8.    Praxis Vastgoed B.V. en andere richten zich tegen de bestemmingen "Maatschappelijk - Religie" en "Bedrijf". [appellante sub 2] richt zich tegen het hele plan.

Verkeer

9.    Praxis Vastgoed B.V. en andere voeren aan dat als gevolg van de ontwikkeling van de moskee in cumulatie met de ontwikkeling van de Hornbach de algehele afwikkeling van het verkeer en de verkeersveiligheid onvoldoende gewaarborgd zijn.

Praxis Vastgoed B.V. en andere voeren hierover aan dat de raad de verkeersgeneratie van de moskee niet goed heeft onderzocht. Praxis Vastgoed B.V. en andere stellen dat de moskee, anders dan de raad stelt, een significante verkeersaantrekkende werking heeft, gelet op de 625 gebedsplaatsen, het conferentiecentrum, detailhandel en horeca die het plan mogelijk maakt. De raad heeft dit volgens Praxis Vastgoed B.V. en andere ten onrechte niet inzichtelijk gemaakt. Zo stellen Praxis Vastgoed B.V. en andere dat de raad er ten onrechte van uitgaat dat de verkeersproductie van de moskee gedurende de doordeweekse spitsperioden zeer gering zal zijn.

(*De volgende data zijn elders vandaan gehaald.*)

PR #3549, opened 2026-03-05
Added a method to HeasarcClass that returns the number of rows in a named catalog

DavidT3:
A small convenience method has been included in the HeasarcClass class which takes the name of a catalog as an argument and passes it to a simple ADQL query that uses COUNT(*) to fetch the number of rows it contains.

The integer number of rows is then extracted from that return, and passed back to the user.

This abstracts another use of ADQL away from the user.

A simple test was added, and an example in the Heasarc sub-module docs.

### DIFF
--- a/astroquery/heasarc/core.py
+++ b/astroquery/heasarc/core.py
@@ -976,7 +976,7 @@ class HeasarcClass(BaseVOQuery, BaseQuery):
             The total number of rows in the specified catalog.
         """
         # Send a query requesting a count of the number of rows in the
-        #  specified catalog.
+        #  specified catalog. Return is a one-row TAPResults object.
         count_return = self.query_tap(f"SELECT COUNT(*) FROM {catalog}")
 
         # Extract an integer number of rows from the returned table.
--- a/astroquery/heasarc/core.py
+++ b/astroquery/heasarc/core.py
@@ -961,7 +961,7 @@ class HeasarcClass(BaseVOQuery, BaseQuery):
     def count_rows(self, catalog):
         """
         Returns the number of rows in the HEASARC-hosted catalog specified by
-        the `catalog` argument.
+        the ``catalog`` argument.
 
         Parameters
         ----------
--- a/astroquery/heasarc/core.py
+++ b/astroquery/heasarc/core.py
@@ -958,5 +958,27 @@ class HeasarcClass(BaseVOQuery, BaseQuery):
             path = key.replace(f's3://{self.S3_BUCKET}/', '')
             _s3_tree_download(self.s3_client, self.S3_BUCKET, path, location)
 
+    def count_rows(self, catalog: str) -> int:
+        """
+        Returns the number of rows in the HEASARC-hosted catalog specified by
+        the `catalog` argument.
+
+        Parameters
+        ----------
+        catalog : `str`
+            The name of the catalog to query for a total number of rows. To list
+            the available catalogs, use
+            :meth:`~astroquery.heasarc.HeasarcClass.list_catalogs`.
+
+        Returns
+        -------
+        num_rows : `int`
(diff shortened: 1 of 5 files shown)


astroquery/heasarc/core.py
```diff
@@ -958,5 +958,30 @@ def _s3_tree_download(client, bucket_name, path, local):
             path = key.replace(f's3://{self.S3_BUCKET}/', '')
             _s3_tree_download(self.s3_client, self.S3_BUCKET, path, location)
 
+    def count_rows(self, catalog: str) -> np.int64:
```
bsipocz: please refrain from typing here, it's not being enforced and thus useless and is the cause of the docs build failure.

astroquery/heasarc/core.py
```diff
@@ -958,5 +958,30 @@ def _s3_tree_download(client, bucket_name, path, local):
...
+        Parameters
+        ----------
+        catalog : `str`
+            The name of the catalog to query for a total number of rows. To list
+            the available catalogs, use
+            :meth:`~astroquery.heasarc.HeasarcClass.list_catalogs`.
+
+        Returns
+        -------
+        num_rows : `np.int64`
```
bsipocz: same here, this may not even be the  correct intersphinx link (I suppose one needs to look into the intersphinx file, based on their deployed docs this may not be the one).

astroquery/heasarc/core.py
```diff
@@ -958,5 +958,30 @@ def _s3_tree_download(client, bucket_name, path, local):
             path = key.replace(f's3://{self.S3_BUCKET}/', '')
             _s3_tree_download(self.s3_client, self.S3_BUCKET, path, location)
 
+    def count_rows(self, catalog: str) -> np.int64:
+        """
+        Returns the number of rows in the HEASARC-hosted catalog specified by
+        the `catalog` argument.
```
bsipocz: Use double backtick, parameter names are not link resolvables and thus causing sphinx errors
```suggestion
        the ``catalog`` argument.
```

bsipocz (changes requested):
The code and test and changelog looks OK, but the failing docs build is a blocker for merging. I left some suggestions for fixing it up, if you insist on keeping the typehinting, that is OK, but the build still needs to pass.

astroquery/heasarc/core.py
DavidT3: Oops, sorry I don't even notice I'm doing it anymore - I'll remember in future.

DavidT3:
Thanks for looking at this Brigitta! Everything you pointed out should be fixed now, I'm definitely not insisting on type hinting, its just how I do it for my own projects and I didn't think to check here.

Also added a non-remote mock test, so coverage will be improved I hope? I'm assuming that codecov isn't set up to run the remote tests, as it was grumpy with me about missing lines that I had only covered with a remote test.

bsipocz:
> Also added a non-remote mock test, so coverage will be improved I hope? I'm assuming that codecov isn't set up to run the remote tests, as it was grumpy with me about missing lines that I had only covered with a remote test.

Yes, codecov is not running on remote as we don't run the remote tests for PRs. That also means that I only look at those numbers as a rough indication and merging happyly with grumpy codecov but reasonable test coverage in the PR via remote tests.

bsipocz (approved):
Changes look good, thanks!

Two more minor suggestions, neither related to the PR itself but are workflow relevant: 

 - working off of feature branches on your fork is recommended. you may end up in a situation when you work on multiple PRs at the same time; it would help you with managing it
 - grouping commits together and squashing out minor iteration would make the history leaner and less noisy. We don't squash merge in this repo, but instead trying to keep individual PR history as clean as possible (we don't always do well, but trying).

PR #3552, opened 2026-03-10
CI: bumping python version for OSX job

bsipocz:
Installing the dependencies takes forever, hopefully this change will make the job much faster than the current 13mins.

Currently a draft as it doesn't fixes the slowness of the job.


bsipocz:
Well, this doesn't do the trick, the job is still very slow :(

PR #3558, opened 2026-03-19
EUCLID: Fix test failures in Euclid documentation [ci skip]

cosmoJFH:
Hi Astroquery team,

in this pull request we would like to fix the issue  (#3553) related to the latest changes in the Euclid documentation.

We have included the label

   .. doctest-skip::

since most of the tests require logging in to the Euclid archive.

cc @esdc-esac-esa-int 
jira: EUCLIDPCR-2104

### DIFF
--- a/docs/esa/euclid/euclid.rst
+++ b/docs/esa/euclid/euclid.rst
@@ -143,7 +143,7 @@ the "mer_catalogue" and its outcome is restricted to 50 rows.
     >>> import astropy.units as u
     >>> coord  = SkyCoord("17h51m07.4s +65d31m50.8s", frame='icrs')
     >>> radius = u.Quantity(0.5, u.deg)
-    >>> job    = Euclid.cone_search(coordinate=coord, radius=radius, columns="*", async_job=True)
+    >>> job    = Euclid.cone_search(coordinate=coord, radius=radius, columns="*", async_job=True)  # doctest: +IGNORE_WARNINGS
     INFO: Query finished. [astroquery.utils.tap.core]
     >>> cone_results    = job.get_results()
     >>> print(f"Found {len(cone_results)} results")
--- a/docs/esa/euclid/euclid.rst
+++ b/docs/esa/euclid/euclid.rst
@@ -102,32 +102,33 @@ This is the access mode for non-registered (also known as "anonymous" in this do
 
 It is possible to access to the metadata (e.g., table names, sizes, descriptions, column names, etc.) of all the TAP_ tables stored in the Archive using the load_tables_ method. This feature allows to have a broad overview of the Archive content. To load only table names:
 
-.. doctest-skip::
-
     >>> tables = Euclid.load_tables(only_names=True, include_shared_tables=True)
+    INFO: Retrieving tables... [astroquery.utils.tap.core]
+    INFO: Parsing tables... [astroquery.utils.tap.core]
+    INFO: Done. [astroquery.utils.tap.core]
     >>> print(f'* Found {len(tables)} tables')
+    * Found 98 tables
     >>> print(*(table.name for table in tables), sep="\n")  # doctest: +IGNORE_OUTPUT
-    ivoa.obscore
-    public.dual
-    sedm.raw_detector
-    sedm.raw_frame
-    sedm.raw_quadrant
+    catalogue.mer_catalogue
+    catalogue.mer_cutouts
+    catalogue.mer_morphology
+    catalogue.phz_classification
     ...
 
 
 To load only one table and inspect its columns:
 
-  >>> raw_detector_table = Euclid.load_table('sedm.raw_detector')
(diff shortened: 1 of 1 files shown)


docs/esa/euclid/euclid.rst
```diff
@@ -104,15 +102,17 @@ This is the access mode for non-registered (also known as "anonymous" in this do
...
-  >>> tables = Euclid.load_tables(only_names=True, include_shared_tables=True)
-  >>> print(f'* Found {len(tables)} tables')
-  >>> print(*(table.name for table in tables), sep="\n")  # doctest: +IGNORE_OUTPUT
-  ivoa.obscore
-  public.dual
-  sedm.raw_detector
-  sedm.raw_frame
-  sedm.raw_quadrant
-  ...
+.. doctest-skip::
```
bsipocz: Maybe leave a comment why the testing is skipped, here and elsewhere below?
```suggestion
.. Skip testing as the example require authentication
.. doctest-skip::
```

docs/esa/euclid/euclid.rst
```diff
@@ -137,15 +137,18 @@ The cone_search_ method allows to easily retrieve data around a projected circul
...
-  basic_download_data_oid to_be_published      object_id       right_ascension   ...       gaia_id        gaia_match_quality           dist
-  ----------------------- --------------- ------------------- ------------------ ... ------------------- -------------------- ----------------------
+
+.. doctest-skip::
+
+    >>> from astropy.coordinates import SkyCoord
+    >>> import astropy.units as u
+    >>> coord  = SkyCoord("17h51m07.4s +65d31m50.8s", frame='icrs')
+    >>> radius = u.Quantity(0.5, u.deg)
+    >>> job    = Euclid.cone_search(coordinate=coord, radius=radius, columns="*", async_job=True)
```
bsipocz: which part here requires authentication? Maybe just a `# doctest: +IGNORE_OUTPUT` should be enough at the end of the print line? So really just hard skip the examples that indeed require the authentication?

docs/esa/euclid/euclid.rst
```diff
@@ -353,51 +374,60 @@ In the Archive the 1D Spectra data  is served via the the Datalink_ (a data acce
...
->>> fontsize = 18
->>> plt.figure(figsize = [20,5])
->>> plt.plot(spec['WAVELENGTH'], spec['SIGNAL'], linewidth = 3, label = f"Source: {inp_source}")
->>> plt.xlabel(f"WAVELENGTH [{spec['WAVELENGTH'].unit}]", fontsize = fontsize)
->>> plt.ylabel('SIGNAL', fontsize = fontsize)
->>> plt.xticks(fontsize = fontsize)
->>> plt.yticks(fontsize = fontsize)
->>> plt.legend(fontsize = fontsize)
->>> plt.show()
+.. doctest-skip::
```
bsipocz, line 465: I'm not sure that we need to include the plotting code if we just insert the png.

bsipocz (commented):
I think we should distinguish test that are failing as we need authentication vs the ones that are failing as we get slightly different outputs. E.g. I would not skip the latter just ignore the output comparison.

And for the authentication requiring ones I would add a comment before the skip, so we have a trace why the testing is skipped.

docs/esa/euclid/euclid.rst
cosmoJFH: We would like to leave that part, just to show how the figure was made.

docs/esa/euclid/euclid.rst
cosmoJFH: Hi @bsipocz , we have reviewed the documentation again, and we have checked that only a few tests require being logged in. We have fixed many errors in the documentation, but we think that now it is correct. (we did not get any error running the command pytest docs/esa/euclid/ -R)

docs/esa/euclid/euclid.rst
cosmoJFH: None of them. Therefore they will be executed by pytest.

bsipocz:
Unfortunately I still get test failures, but I'll look into a patch that gets around it 

(I think we should in fact hide these unit warnings from the user in the code itself as they cannot do much about it if the archive releases data with angstrom unit -- which frankly we will all keep doing on the archive levels).

bsipocz (approved):
Thank you! 

An unrelated suggestion that I picked up on while looking at the docs: I think the notes would look better in a box rather than boldfaced, but it's your call if you want that or not, so I'll open my suggestions in a separate PR and you can decide.

hectorcanovas:
Hi Brigitta,

Thanks a lot for your help and feedback; we will take into account you suggestions (e.g., using boxes instead of boldfaced) the next time that this documentation is updated (which probably will happen in less than a year given all the developments of this Archive).

Regards,
Héctor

Volgens Praxis Vastgoed B.V. en andere wordt er minimaal vijfmaal per dag gebeden, waarbij het ochtendgebed plaatsvindt vanaf zonsopgang en het avondgebed vanaf zonsondergang. In bepaalde perioden van het jaar zullen volgens Praxis Vastgoed B.V. en andere deze gebeden plaatsvinden gedurende de spitsperioden. Gelet daarop sluiten Praxis Vastgoed B.V. en andere niet uit dat de verkeersproductie ten gevolge van de moskee gedurende de doordeweekse spitsperioden een significant effect heeft op de verkeerssituatie rondom de moskee.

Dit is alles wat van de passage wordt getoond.